Unwilling to abandon the cause of Czechoslovakian independence, Masaryk suggested that the Czech Legion now be placed under the nominal command of the French army, which was still heavily engaged against Germany, the dominant partner in the Central Powers alliance.
This transfer of command was accomplished in December 1917, but that was by no means the end of difficulties for the legion. The greatest problem was one of geography. How were more than thirty thousand men of the Czechoslovakian Legion supposed to get from Russia to France? The two countries were separated by their archrival, Germany.
It was then that the Czech Legion made the monumental decision
to travel not west towards France but east, across the entire length of Russia, to the port of Vladivostok on the Pacific Ocean. From there, they would board ships that would take them to France, halfway round the world, so that they could continue the fight against the Central Powers.

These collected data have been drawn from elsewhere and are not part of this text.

PR #269, opened 2019-07-17
Introduce a temporary hack to discover public IP address

albrow:
As a side-effect this change makes `P2P_LISTEN_PORT` required.

### DIFF
--- a/p2p/node.go
+++ b/p2p/node.go
@@ -10,6 +10,7 @@ import (
 	"errors"
 	"fmt"
 	"io/ioutil"
+	"net/http"
 	"time"
 
 	libp2p "github.com/libp2p/go-libp2p"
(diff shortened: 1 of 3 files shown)


p2p/node.go
```diff
@@ -107,6 +108,22 @@ func New(config Config) (*Node, error) {
...
 	}
 
+	// HACK(albrow): As a workaround for AutoNAT issues, ping ifconfig.me to
+	// determine our public IP address on boot. This will work for nodes that
+	// would be reachable via a public IP address but don't know what it is (e.g.
+	// because they are running in a Docker container).
+	publicIP, err := getPublicIP()
+	if err != nil {
+		cancel()
+		return nil, fmt.Errorf("could not get public IP address: %s", err.Error())
```
fabioberger: If a node doesn't have a public IP address, shouldn't it still boot up and try to use AutoRelay?

albrow: ifconfig.me will always return an IP address. It just might not necessarily be an IP address that you are actually publicly reachable at.

fabioberger: Gotcha.

PR #275, opened 2019-07-17
Add type suffixes to all keys when logging

albrow:
This PR will help fix field mapping conflicts in Elasticsearch. When we have two separate logs with the same field name but different types, Elasticsearch cannot correctly index them, which often results in log messages being lost. If we add a type suffix, it will no longer be possible to have the same field name but different types.

### DIFF
--- a/loghooks/key_suffix_hook.go
+++ b/loghooks/key_suffix_hook.go
@@ -1,0 +1,92 @@
+package loghooks
+
+import (
+	"bytes"
+	"encoding/json"
+	"fmt"
+	"reflect"
+	"strings"
+
+	log "github.com/sirupsen/logrus"
+)
+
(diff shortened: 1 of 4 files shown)


loghooks/key_suffix_hook.go
```diff
@@ -0,0 +1,116 @@
...
+		delete(entry.Data, key)
+		entry.Data[newKey] = value
+	}
+	return nil
+}
+
+// getTypeForValue returns a string representation of the type of the given val.
+func getTypeForValue(val interface{}) (string, error) {
+	if _, ok := val.(json.Marshaler); ok {
+		// If val implements json.Marhsler, return the type of json.Marshal(val)
```
fabioberger:
```suggestion
		// If val implements json.Marshaler, return the type of json.Marshal(val)
```

PR #276, opened 2019-07-18
Reduce AdvertiseBootDelay for bootstrap nodes

albrow:


cmd/mesh-bootstrap/main.go
```diff
@@ -59,6 +60,13 @@ type Config struct {
 	PrivateKeyPath string `envvar:"PRIVATE_KEY_PATH" default:"0x_mesh/keys/privkey"`
 }
 
+func init() {
+	// Since we know that the bootstrap nodes are more stable, we can
+	// safely reduce AdvertiseBootDelay. This will allow the bootstrap nodes to
+	// advertise themselves as relays sooner.
+	relay.AdvertiseBootDelay = 30 * time.Second
+}
+
```
fabioberger: Where is `init` called?

albrow: [`init`](https://golang.org/doc/effective_go.html#init) is called automatically after any global variables are initialized but before `main`.

PR #545, opened 2019-11-19
rpc: log errors when RPC method panics

fabioberger:
Until now, if an RPC request caused a panic, the panic was caught by the `go-ethereum` rpc library and a non-descript `method handler crashed` error message was returned to the caller. In order to log a helpful error message, including the stack trace of where the panic originated from, this PR adds panic recovery to all methods in RPCHandler.

### DIFF
--- a/CHANGELOG.md
+++ b/CHANGELOG.md
@@ -16,6 +16,7 @@ This changelog is a work in progress and may contain notes for versions which ha
 - Changed the default port for `RPC_ADDR` from a random available port to `60557`. _Some_ documentation already assumed `60557` was the default port. Now all documentation has been updated for consistency with this change. ([#542](https://github.com/0xProject/0x-mesh/pull/542)). 
 - Fixed a potential nil pointer exception in log hooks ([#543](https://github.com/0xProject/0x-mesh/pull/543)).
 - Fixed a bug where successful closes of an rpc subscription were being reported as errors ([#544](https://github.com/0xProject/0x-mesh/pull/544)).
+- We now log the error and stack trace if an RPC method panics. Before, these errors were swallowed by the panic recovery logic in `go-ethereum`'s `rpc` package. ([#545](https://github.com/0xProject/0x-mesh/pull/545))
 
 ## v6.0.1-beta
 
--- a/cmd/mesh/rpc_handler.go
+++ b/cmd/mesh/rpc_handler.go
@@ -8,7 +8,7 @@ import (
 	"errors"
 	"fmt"
 	"net"
-	"runtime"
+	"runtime/debug"
 	"strings"
 	"time"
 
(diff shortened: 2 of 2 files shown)


cmd/mesh/rpc_handler.go
```diff
@@ -86,8 +110,19 @@ func (handler *rpcHandler) AddOrders(signedOrdersRaw []*json.RawMessage, opts rp
...
-func (handler *rpcHandler) AddPeer(peerInfo peerstore.PeerInfo) error {
+func (handler *rpcHandler) AddPeer(peerInfo peerstore.PeerInfo) (errRes error) {
 	log.Debug("received AddPeer request via RPC")
+	// Catch panics, log stack trace and return RPC error message
+	defer func() {
+		if err := recover(); err != nil {
+			log.WithFields(log.Fields{
+				"error":      err,
+				"method":     "AddPeer",
+				"stackTrace": getStackTrace(),
```
albrow: I think you can just use [`debug.Stack`](https://golang.org/pkg/runtime/debug/#Stack) here:

```suggestion
				"stackTrace": string(debug.Stack()),
```

cmd/mesh/rpc_handler.go
```diff
@@ -86,8 +110,19 @@ func (handler *rpcHandler) AddOrders(signedOrdersRaw []*json.RawMessage, opts rp
 }
 
 // AddPeer is called when an RPC client calls AddPeer,
-func (handler *rpcHandler) AddPeer(peerInfo peerstore.PeerInfo) error {
+func (handler *rpcHandler) AddPeer(peerInfo peerstore.PeerInfo) (errRes error) {
```
albrow: Convention is to just call this `err`.

```suggestion
func (handler *rpcHandler) AddPeer(peerInfo peerstore.PeerInfo) (err error) {
```

cmd/mesh/rpc_handler.go
```diff
@@ -86,8 +110,19 @@ func (handler *rpcHandler) AddOrders(signedOrdersRaw []*json.RawMessage, opts rp
...
 	log.Debug("received AddPeer request via RPC")
+	// Catch panics, log stack trace and return RPC error message
+	defer func() {
+		if err := recover(); err != nil {
```
albrow: [`recover()` returns an `interface{}` and is not guaranteed to return an `error`](https://golang.org/pkg/builtin/#recover). Typically I would write this as:

```go
if r := recover(); r != nil {
    var ok bool
    var internalErr error
    if internalErr, ok = r.(error); !ok {
        // If r is not of type error, convert it.
        internalErr = fmt.Errorf("Recovered from non-error: (%T) %v", e, e)
    }
    // Log internalErr here...
}
```

CHANGELOG.md
```diff
@@ -4,6 +4,10 @@ This changelog is a work in progress and may contain notes for versions which ha
 
 ## v6.0.2-beta
 
+### Features ✅
```
albrow: Hmm... I wonder if this should be considered a bug fix instead of a feature? It's not something that end users are ever going to "use" per se.

If you do want this to be a feature, then we should bump the upcoming release to `6.1.0-beta`.

fabioberger: Agreed.

Issue #470, opened 2019-10-24
blockwatch: Don't fast-sync if more than 128 blocks behind


fabioberger:
Currently, we always fast-sync when a Mesh node is behind the latest block. If it is far behind, it can take up quite some memory (see: #407). In addition, if we are more than 128 blocks behind, the resultant order revalidations would require a backing Ethereum node with `archive` mode enabled. Most do not have this.

Instead, if Mesh is more than 128 blocks behind, we should simply revalidate all orders once and re-set the latest block in the DB to the current head of the chain.

dekz:
~32 minutes for 128 blocks isn't a huge outage. Network blip, infura/alchemy down aren't rare.

If mesh blows past all of the blocks during that outage, what will a Market Maker see in terms of book keeping? Will they get a bunch of `EXPIRED` updated where some of them should have `FILLED` events on them? How does this effect a Market Makers book keeping and audit history?

For a "relayer" this is the right approach, unless they too were showing a users history.

Issue #407, opened 2019-09-12
fast-sync uses too much memory when trying to sync a large number of blocks


albrow:
I've observed an issue that comes up when starting Mesh for the first time after a while. One of our Mesh nodes was constantly restarting. The last message we see before restarting is "Some blocks have elapsed since last boot...". Here's a screenshot of the logs:

<img width="1337" alt="Screen Shot 2019-09-12 at 10 25 32 AM" src="https://user-images.githubusercontent.com/800857/64820936-633f8b00-d566-11e9-9dbf-6c02288b99f2.png">

I used `docker stats` to see that memory usage was steadily climbing until the container is eventually forcibly killed by Docker.

<img width="1142" alt="Screen Shot 2019-09-12 at 10 26 56 AM" src="https://user-images.githubusercontent.com/800857/64821027-a568cc80-d566-11e9-8623-6a17e97df2f1.png">

I believe this is happening because the "fast-sync" feature in Mesh keeps all event logs in memory while trying to catch up to the latest block. We can solve this issue by either (1) processing the logs in batches instead of trying to keep them all in memory or (2) placing a cap on the maximum number of blocks that Mesh will attempt to fast-sync. If too many blocks have passed, we would be better off starting from scratch and revalidating all existing orders.

The workaround for now is to manually delete the __db/__ folder, causing Mesh to start from scratch instead of trying to use the fast-sync feature.

PR #546, opened 2019-11-19
core,blockwatch: Limit fast-sync to last 128 blocks

fabioberger:
Fixes: https://github.com/0xProject/0x-mesh/issues/470 and https://github.com/0xProject/0x-mesh/issues/407

New logic is:
- If less than 128 blocks elapsed, fast-sync block events
- If more than 128 blocks, re-set stored blocks in DB and re-validate all stored orders.

### DIFF
--- a/core/core.go
+++ b/core/core.go
@@ -440,7 +440,7 @@ func (app *App) Start(ctx context.Context) error {
 		latestBlockNumber := latestBlock.Number
 
 		blocksElapsed = latestBlockNumber.Int64() - latestBlockProcessedNumber.Int64()
-		if blocksElapsed < maxBlocksStoredInNonArchiveNode {
+		if blocksElapsed > 0 && blocksElapsed < maxBlocksStoredInNonArchiveNode {
 			log.WithField("blocksElapsed", blocksElapsed).Info("Some blocks have elapsed since last boot. Backfilling block events (this can take a while)...")
 			// Note: this is a blocking call so we won't continue set up until its finished.
 			err := app.blockWatcher.BackfillEventsIfNeeded(innerCtx)
--- a/core/core.go
+++ b/core/core.go
@@ -19,7 +19,6 @@ import (
 	"github.com/0xProject/0x-mesh/ethereum/blockwatch"
 	"github.com/0xProject/0x-mesh/ethereum/dbstack"
 	"github.com/0xProject/0x-mesh/ethereum/ethrpcclient"
-	"github.com/0xProject/0x-mesh/ethereum/miniheader"
 	"github.com/0xProject/0x-mesh/ethereum/ratelimit"
 	"github.com/0xProject/0x-mesh/expirationwatch"
 	"github.com/0xProject/0x-mesh/keys"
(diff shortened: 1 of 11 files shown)


core/core.go
```diff
@@ -421,11 +426,32 @@ func (app *App) Start(ctx context.Context) error {
...
+	blocksElapsed := big.NewInt(0)
+	// If has processed blocks before
+	if latestBlockProcessed != nil {
+		latestBlockProcessedNumber := latestBlockProcessed.Number
+		latestBlock, err := app.blockWatcher.GetLatestBlock()
+		if err != nil {
+			return err
+		}
+		latestBlockNumber := latestBlock.Number
+		blocksElapsed = big.NewInt(0).Sub(latestBlockNumber, latestBlockProcessedNumber)
```
albrow: When profiling performance in the browser, methods in the `math/big` package show up often in the list of those responsible for high CPU usage. Generally, we need to go through and optimize our usage of `math/big` and only use it when necessary. This is a case where I don't think it's necessary. I understand that the Ethereum RPC interface gives us the current block number as a `big.Int` and that's fine. Can we still convert to `int64` as early as possible and then do the math on `int64` types?

core/core.go
```diff
@@ -436,6 +462,14 @@ func (app *App) Start(ctx context.Context) error {
 		blockWatcherErrChan <- app.blockWatcher.Watch(innerCtx)
 	}()
 
+	if blocksElapsed.Int64() >= maxBlocksStoredInNonArchiveNode {
```
albrow: This if statement `blocksElapsed.Int64() >= maxBlocksStoredInNonArchiveNode` effectively appears twice. Can we move this chunk of code to immediately after `app.db.ClearAllMiniHeaders()` so we don't have to check if we've exceeded `maxBlocksStoredInNonArchiveNode` twice?

core/core.go
fabioberger: Agreed. Made this change here and will keep this in mind in future work.

core/core.go
fabioberger: I initially had it above, but would rather we re-validate all orders _after_ the BlockWatcher has been started since it _is_ a blocking operation. While we're re-validating orders, further blocks events could be missed that impact the validity of orders.

core/core.go
```diff
@@ -421,11 +425,35 @@ func (app *App) Start(ctx context.Context) error {
...
+	if latestBlockProcessed != nil {
+		latestBlockProcessedNumber := latestBlockProcessed.Number
+		latestBlock, err := app.blockWatcher.GetLatestBlock()
+		if err != nil {
+			return err
+		}
+		latestBlockNumber := latestBlock.Number
+
+		blocksElapsed = latestBlockNumber.Int64() - latestBlockProcessedNumber.Int64()
+		if blocksElapsed < maxBlocksStoredInNonArchiveNode {
```
```suggestion
		if blocksElapsed > 0 && blocksElapsed < maxBlocksStoredInNonArchiveNode {
```

meshdb/meshdb.go
```diff
@@ -240,6 +240,20 @@ func (m *MeshDB) FindLatestMiniHeader() (*miniheader.MiniHeader, error) {
 	return miniHeaders[0], nil
 }
 
+// ClearAllMiniHeaders removes all stored MiniHeaders from the database.
+func (m *MeshDB) ClearAllMiniHeaders() error {
+	var storedHeaders []*miniheader.MiniHeader
+	if err := m.MiniHeaders.FindAll(&storedHeaders); err != nil {
```
albrow: This is really inefficient and could be improved with some changes to the `db` package. I'll make a separate issue for that.

For now, can you use a transaction here? Would ensure that:

1. We have consistency between the calls to `FindAll` and `Delete` and the state doesn't change in the middle of this function.
2. We perform all the deletes at once in a single atomic batch.

Issue #337, opened 2019-08-05
Additional custom order validation


fabioberger:
With the ability to subscribe to specific topics (#336) the question inevitably rises about how one can enforce that a specific topic is only used for sharing a subset of 0x orders. The solution to this is to introduce the ability for Mesh operators to add custom order validation to their node. 

E.g., if you are using your Mesh node to share only ETH/DAI orders, you could subscribe to a topic representing that trading pair and also add custom validation to your Mesh node that enforces that the maker/taker asset in all orders shared on that topic are ETH/DAI.

### Possible approaches

Several approaches were investigated for how to support custom validation:

1. Golang Plugins -- This is a native feature that allows a Go program to dynamically load another go program by path. Although this would have the highest performance characteristics, it currently only works on Linux/Unix and therefore probably isn't supported in WASM.
2. Hashicorps' [go-plugin](https://github.com/hashicorp/go-plugin) package uses gRPC and a spawned separate process to allow calling into a custom plugin from a Go program. This is less performant then (1) but still pretty good since the plugin is running on the same machine, however requiring spinning up a separate process and having a client/server gRPC interaction makes this unlikely to work in a browser, and probably overkill for our use-case.
3. Implement a JSON-RPC subscription `mesh_subscribe, ['orderValidation', 'TOPIC_ID']` which will batch-send orders broadcast on a particular topic to get validated by the client. The client will then return the validation results (array of accepted & rejected orderHashes) to the Mesh node. This interface can also be exposed as a JS callback in the browser. 

Although (3) is probably the least efficient approach of the 3, if we add support for IPC JSON-RPC connections, it becomes as efficient as (2) for non-WASM nodes. It is also guaranteed in WASM.

PR #563, opened 2019-11-28
WIP: Implement custom order filtering

### LINKED ISSUE #336: Add support for custom topics

albrow:
Fixes #336 and #337. Supersedes #349.

### Overview

This PR implements custom order filtering and custom topics. A custom filter may be passed into Mesh as a [JSON Schema](https://json-schema.org/) via the new `CUSTOM_ORDER_FILTER` environment variable. Messages that contain orders that don't match this schema will be dropped. As a limitation, filtering is only possible by looking at the static fields of an order. So for example, it is not possible to filter orders by doing an on-chain check or sending an HTTP request to a third-party API. We don't expect that this limitation is going to be a problem in practice and it comes with the huge benefit of enabling cross-topic forwarding in the future (more on that later).

This PR also changes the way that pubsub topics work in Mesh. Previously, there was only one topic and it was hard-coded based on the chain ID. Now, there is a one-to-one correspondence between custom filters and topics. You can convert from custom order schema to a topic and vice versa. This is a breaking change and the old topic names are not compatible with this PR. (However, with this change we can potentially implement cross-version forwarding for forward compatibility from now on).

### New order and message schemas.

All orders must match the following JSON Schema:

```json
{
	"id": "/rootOrder",
	"allOf": [{
		"$ref": "/customOrder"
	}, {
		"$ref": "/signedOrder"
	}]
}
```

- `/signedOrder` is the same JSON Schema as before and will match only valid 0x orders.
- `/customOrder` is the custom schema passed in through the `CUSTOM_ORDER_FILTER` environment variable.

Organizing the JSON Schema for orders like this means that `CUSTOM_ORDER_FILTER` can be relatively small. It doesn't need to contain all the required fields for a signed 0x order. It just needs to contain any _additional_ requirements on top of the default ones.

The new schema for order messages sent through pubsub looks like this:

```json
{
	"id": "/rootOrderMessage",
	"properties": {
		"messageType": {
			"type": "string",
			"pattern": "order"
		},
		"order": {
			"$ref": "/rootOrder"
		},
		"topics": {
			"type": "array",
			"minItems": 1,
			"items": {
				"type": "string"
			}
		}
	},
	"required": ["messageType", "order", "topics"]
}
```

Notably this adds the `topics` field which is a list of topics that the message was sent on. This is critical for cross-topic forwarding.

#### Example custom order schemas

The following `CUSTOM_ORDER_FILTER` doesn't add any additional requirements. All valid signed 0x orders will be accepted. This is the default value if no custom filter is passed in.

```json
{}
```

The following `CUSTOM_ORDER_FILTER` matches any valid signed 0x orders with a specific sender address:

```json
{
	"properties": {
		"senderAddress": {
			"pattern": "0x00000000000000000000000000000000ba5eba11",
			"type": "string"
		}
	}
}
```

This can easily be tweaked to filter orders by asset type, maker/taker address, or fee recipient.

### New topic strings

The new topic format looks like this:

```typescript
`/0x-orders/version/${versionNumber}/chain/${chainID}/schema/${encodedSchema}`
```

- `versionNumber` is the version for the topic string. This PR changes the default version from 1 to 3. (version 2 is already being used by the `0xV3` branch).
- `chainID` is the chain ID that Mesh is configured to use.
- `encodedSchema` is the base64-encoded custom order schema. This trick allows us to extract the custom order schema from the topic string.

#### Cross-topic forwarding

Part of the reason this PR is implemented in a particular way is to enable "cross-topic forwarding" in the future. What this means is that a Mesh node that is subscribed on the default topic (all 0x orders) can receive orders on any topic and forward them to nodes that are _only_ subscribed to that topic _without_ subscribing to or even knowing about the topic ahead of time. This PR does not implement cross-topic forwarding but it does add everything we need to do so in the future without breaking backwards-compatibility.

Here's a rough overview of how it will work:

1. Mesh nodes which are using custom filters will publish every order to two topics: (a) the topic corresponding to their custom filter and (b) the default topic. Because of how the JSON Schemas are implemented with `allOf`, we know that any order which is valid for a custom topic would also be considered valid on the default topic.
2. Mesh nodes with cross-topic forwarding enabled will check every message that they receive to see which topics they were originally published to. They can then decode the custom schema from the topic string and validate that the order does match the custom schema. If it matches, they can forward the message to the custom topic. Hopefully we can do this while retaining the original pubsub signature, but it's possible we need to re-sign the message before forwarding.

A similar approach can be used to forward messages between topic versions. In other words a message that was originally sent on topic version 3 could be modified and forwarded to topic version 4. This means we could potentially break backwards compatibility at the pubsub layer without completely fragmenting liquidity (although this approach would add additional latency).


p2p/validatorset/set.go
```diff
@@ -0,0 +1,58 @@
...
+			return false
+		default:
+		}
+
+		// Otherwise continue by running this validator.
+		isValid := validator.validator(ctx, sender, msg)
+		if !isValid {
+			// TODO(albrow): Change the verbosity of this log to Trace.
+			// TODO(albrow): Should we reduce a peer's score as a penalty for invalid
+			//               messages?
```
fabioberger: I'd say so. Why wouldn't we?

core/core.go
```diff
@@ -130,6 +130,13 @@ type Config struct {
 	// enforcing a limit on maximum expiration time for incoming orders and remove
 	// any orders with an expiration time too far in the future.
 	MaxOrdersInStorage int `envvar:"MAX_ORDERS_IN_STORAGE" default:"100000"`
+	// CustomOrderFilter is a JSON-schema which will be used for validating
+	// incoming orders. If provided, Mesh will only receive orders from other
+	// peers in the network with the same filter.
+	//
+	// TODO(albrow): Link to more documentation about JSON-schemas and how this
+	// filter works.
+	CustomOrderFilter string `envvar:"CUSTOM_ORDER_FILTER" default:""`
```
fabioberger: Can we make the default `"{}"` instead of an empty string? The former is actually what the default schema looks like and elucidates to the reader more clearly the form in which the schema is expected to be received (a stringified JSON object).

orderfilter/filter.go
```diff
@@ -0,0 +1,202 @@
...
+}
+
+func loadExchangeAddress(loader *jsonschema.SchemaLoader, chainID int) error {
+	contractAddresses, err := ethereum.GetContractAddressesForChainID(chainID)
+	if err != nil {
+		return err
+	}
+	// Note that exchangeAddressSchema accepts both checksummed and
+	// non-checksummed (i.e. all lowercase) addresses.
+	exchangeAddressSchema := fmt.Sprintf(`{"oneOf":[{"type":"string","pattern":%q},{"type":"string","pattern":%q}]}`, contractAddresses.Exchange.Hex(), strings.ToLower(contractAddresses.Exchange.Hex()))
```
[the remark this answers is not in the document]
albrow: Yes.

orderfilter/filter.go
```diff
@@ -0,0 +1,202 @@
...
+// Dummy declaration to ensure that ValidatePubSubMessage matches the expected
+// signature for pubsub.Validator.
+var _ pubsub.Validator = (&Filter{}).ValidatePubSubMessage
+
+// ValidatePubSubMessage is an implementation of pubsub.Validator and will
+// return true if the contents of the message pass the message JSON Schema.
+func (f *Filter) ValidatePubSubMessage(ctx context.Context, sender peer.ID, msg *pubsub.Message) bool {
+	isValid, err := f.MatchOrderMessageJSON(msg.Data)
+	if err != nil {
+		log.WithError(err).Error("MatchOrderMessageJSON returned an error")
```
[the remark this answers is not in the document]
albrow: Yeah good point. I'll reduce the verbosity to `trace`.

core/core.go
albrow: Sure. Done.

p2p/validatorset/set.go
albrow: It's just a question of code complexity. Let me see if I can make it work.

ethereum/ratelimit/rate_limiter_test.go
```diff
@@ -19,9 +19,9 @@ var (
 	maxRequestsPer24HrsWithoutBuffer      = 301000
 	maxRequestsPer24hrs                   = maxRequestsPer24HrsWithoutBuffer - maxRequestsPer24HrsBuffer
 	maxRequestsPerSecond                  = 10.0
-	twentyFourHrs                         = (24 * 60 * 60 * 1000 * time.Millisecond)
+	twentyFourHrs                         = 24 * time.Hour
 	maxExpectedDelay                      = twentyFourHrs / time.Duration(maxRequestsPer24hrs)
-	minExpectedDelay                      = time.Duration(1000) / time.Duration(maxRequestsPerSecond) * time.Millisecond
+	minExpectedDelay                      = 1 * time.Second / time.Duration(maxRequestsPerSecond)
```
albrow: @fabioberger I changed some things here in order to get the tests to pass. Let me know if this new version looks right to you.

`time.Duration(1000) / time.Duration(maxRequestsPerSecond) * time.Millisecond` in particular looks a little off to me. `time.Duration(1000)` is 1,000 nanoseconds, but I don't think that's what you intended.

fabioberger: Thanks for re-writing this @albrow. The new version is much more readable and obviously correct.

albrow:
Superseded by https://github.com/0xProject/0x-mesh/pull/630.

albrow:
Please don't delete the `feature/custom-order-filters` branch for now.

Meanwhile, faced with the threat of renewed attacks, the Bolsheviks signed a peace accord with the Germans, known as the Treaty of Brest-Litovsk, in March of 1918. This treaty was both costly and humiliating to the Russians, and gave rise to the independence of the Baltic States (Estonia, Latvia, and Lithuania), as well as Finland and Ukraine. Czechs and Slovaks watched these developments with renewed hopes that their own independence might also be close at hand.
At this point, the Bolsheviks were as anxious to be rid of the Czech Legion as the legion was anxious to leave Russia. With permission from Stalin to travel unhindered to Vladivostok, the legion set out on its historic trek. For this, they followed the path of the Trans-Siberian Railroad, not only because it represented the most direct route across the country but also because the legion obtained access to trains.
In spite of Stalin’s permission, as the journey progressed, the legion encountered many difficulties from local governments demanding bribes in order to allow the legion to proceed through their territory. Partly as a result of this, by the time the first Czechoslovakians reached Vladivostok in May of 1918, the legion was spread out over literally thousands of miles between Vladivostok and the city of Penza, far to the west.
This dangerous situation was made even worse by an event which occurred on May 14, 1918, in the city of Chelyabinsk. An eastbound train loaded with Czechoslovakian Legionnaires found itself opposite a train filled with Hungarian troops heading west.
These Hungarians were former POWs on their way home, having been released as part of the Brest-Litovsk Treaty.
To the Hungarians, these Czechoslovakians were nothing more than traitors to the Habsburg Empire. Amid a torrent of verbal abuse hurled between the two trains one Hungarian threw an iron bar at the Czechs, killing a man in the process.